| YOUR OBJECTIVE |
In the listing below, find each line containing "considered" and report it.

| SUPPLIED DATA |
⁂
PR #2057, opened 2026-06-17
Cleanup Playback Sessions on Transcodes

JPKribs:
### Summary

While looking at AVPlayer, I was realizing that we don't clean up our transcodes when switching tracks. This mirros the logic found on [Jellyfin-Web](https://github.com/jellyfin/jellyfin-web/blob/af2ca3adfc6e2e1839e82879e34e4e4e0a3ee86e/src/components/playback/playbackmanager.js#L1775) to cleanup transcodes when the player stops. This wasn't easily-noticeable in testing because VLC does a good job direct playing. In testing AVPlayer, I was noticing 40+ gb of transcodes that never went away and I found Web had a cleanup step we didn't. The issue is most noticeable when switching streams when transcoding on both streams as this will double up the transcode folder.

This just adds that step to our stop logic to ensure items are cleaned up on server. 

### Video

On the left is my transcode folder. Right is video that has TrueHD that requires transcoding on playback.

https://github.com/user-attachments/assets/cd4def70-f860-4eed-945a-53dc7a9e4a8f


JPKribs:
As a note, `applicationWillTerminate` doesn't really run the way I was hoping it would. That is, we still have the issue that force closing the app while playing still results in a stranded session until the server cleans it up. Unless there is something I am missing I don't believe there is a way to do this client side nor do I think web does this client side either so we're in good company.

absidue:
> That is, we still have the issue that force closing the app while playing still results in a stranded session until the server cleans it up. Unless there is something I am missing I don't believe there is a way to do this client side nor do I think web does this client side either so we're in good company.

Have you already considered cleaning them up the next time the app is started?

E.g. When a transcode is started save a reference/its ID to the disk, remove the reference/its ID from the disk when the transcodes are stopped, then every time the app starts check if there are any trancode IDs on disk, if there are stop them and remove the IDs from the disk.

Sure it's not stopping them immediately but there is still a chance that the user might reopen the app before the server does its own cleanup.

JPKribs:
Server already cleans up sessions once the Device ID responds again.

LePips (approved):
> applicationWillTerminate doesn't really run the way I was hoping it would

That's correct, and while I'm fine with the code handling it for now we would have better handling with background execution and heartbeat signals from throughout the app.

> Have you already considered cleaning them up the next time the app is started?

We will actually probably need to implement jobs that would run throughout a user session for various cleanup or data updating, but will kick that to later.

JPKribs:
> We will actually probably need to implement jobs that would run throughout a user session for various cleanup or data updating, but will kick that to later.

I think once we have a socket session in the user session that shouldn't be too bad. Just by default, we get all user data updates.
⁂
| YOUR RESPONSE |
Have you already considered cleaning them up the next time the app is started?
> Have you already considered cleaning them up the next time the app is started?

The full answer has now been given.